TLS (Transport Layer Security) and SSL (Secure Sockets Layer) are protocols that provide data encryption and authentication between applications and servers sending data across an insecure network, such as your email. The terms SSL and TLS are often used interchangeably or in conjunction with each other (TLS/SSL), but one is, in fact, the predecessor of the other — SSL 3.0 served as the basis for TLS 1.0 which, as a result, is sometimes referred to as SSL 3.1. With this said, is there a practical difference between the two?
People used to believe that TLS v1.0 was marginally more secure than SSL v3.0, its predecessor. However, SSL v3.0 is getting very old and recent developments, such as the POODLE vulnerability, have shown that SSL v3.0 is now completely insecure (especially for websites using it). Even before the POODLE was set loose, the US Government had already mandated that SSL v3 not be used for sensitive government communications or for HIPAA-compliant communications. As a result of POODLE, SSL v3 is being disabled on websites all over the world and for many other services as well.

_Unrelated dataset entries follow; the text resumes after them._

PR #2970, opened 2025-07-11
Added logic to generate word suggestions and spellcheck

RadicalMuffinMan:
# Description

This PR implements a complete native Rust NLP engine for word suggestions and spell checking, it also addresses the memory constraints discussed in #677.

## Key Features
 - Native Rust Implementation
- All dictionary data and NLP processing runs in native memory, avoiding JVM heap limitations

SSL v3.0 is effectively “dead” as a useful security protocol. Places that still allow its use for web hosting are placing their “secure websites” at risk; organizations that allow the use of SSL v3 to persist for other protocols (for example, IMAP) should take steps to remove that support at the soonest software update maintenance window.
Subsequent versions of TLS — v1.1 and v1.2 — are significantly more secure and fix many vulnerabilities present in SSL v3.0 and TLS v1.0. The newer TLS versions, if properly configured, prevent attacks and provide many stronger ciphers and encryption methods. SendGrid supports TLS v1.1 and higher.
Should You Be Using SSL or TLS? The IETF deprecated both SSL 2.0 and 3.0 (in 2011 and 2015, respectively). Over the years the deprecated SSL protocols continue to reveal vulnerabilities (for example, POODLE, DROWN). Most modern browsers show a degraded user experience (for example, a line through the padlock or https in the URL bar, or security warnings) when they encounter a web server using the old protocols. For these reasons, you should disable SSL 2.0 and 3.0 in your server configuration, leaving only TLS protocols enabled.
Certificates are not the same as protocols Before anyone starts worrying that they need to replace their existing SSL Certificates with TLS Certificates, it’s important to note that certificates are not dependent on protocols. That is, you don’t need to use a TLS Certificate vs. an SSL Certificate. While many vendors tend to use the phrase “SSL/TLS Certificate”, it may be more accurate to call them “Certificates for use with SSL and TLS", since your server configuration determines the protocols, and not the certificates themselves.
It’s likely you will continue to see certificates referred to as SSL Certificates because at this point that’s the term more people are familiar with, but we’re beginning to see increased usage of the term TLS across the industry. SSL/TLS is a common compromise until more people become familiar with TLS.
Are SSL and TLS Any Different Cryptographically? In truth, the answer to this question is yes, but you can say the same about the historical versions of SSL 2 and 3 or the TLS versions 1 with 1.1, 1.2 or 1.3. SSL and TLS are both about the same protocol but because of the version differences, SSL 2 was not interoperable with version 3, and SSL version 3 not with TLS version 1. You could argue that Transport Layer Security (TLS) was just a new name for SSL v4 - essentially, we are talking about the same protocol.
Each newly released version of the protocol came and will come with improvements and new or deprecated features. SSL version one was never released, version two did but had some significant flaws, SSL version 3 was a rewrite of version two (to fix these flaws) and TLS version 1 an improvement of SSL version 3. Since the release of TLS 1.0 the changes have been less significant, but never less important.
It’s worth noting here that SSL and TLS simply refer to the handshake that takes place between a client and a server. The handshake doesn’t actually do any encryption itself, it just agrees on a shared secret and type of encryption that is going to be used.